## [Task to carry out]
In the lines below, look for "spurious". Copy each line where it appears.

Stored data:
----------------------------------------

PR #121, opened 2026-05-12
Phase 2.9 (#97): Track cloud_sync lock-held state to silence spurious warnings

mphacker:
## Summary

Phase 2.9 of the Video Pipeline Hardening epic (#97). Stops `_run_sync` from logging a spurious::

    Task 'cloud_sync' tried to release but '<other>' holds the lock

warning whenever the yield-to-Live-Event-Sync path leaves the function without the lock.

----------------------------------------

## [Written response]
Phase 2.9 (#97): Track cloud_sync lock-held state to silence spurious warnings
Phase 2.9 of the Video Pipeline Hardening epic (#97). Stops `_run_sync` from logging a spurious::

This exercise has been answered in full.